PR #223, opened 2016-05-18
Don't use slashes in path.join

avahowell:
Addresses the issues brought up in #221


lukechampine:
what do you think about using `Path.resolve` instead of `Path.join`?

avahowell:
I didn't use it because I found it a bit more ambiguous than explicitly constructing the path using `join` and `__dirname`.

*The problem:* Each entry above has to be transcribed exactly as it appears.

*Result:*
PR #223, opened 2016-05-18
Don't use slashes in path.join

avahowell:
Addresses the issues brought up in #221


lukechampine:
what do you think about using `Path.resolve` instead of `Path.join`?

avahowell:
I didn't use it because I found it a bit more ambiguous than explicitly constructing the path using `join` and `__dirname`.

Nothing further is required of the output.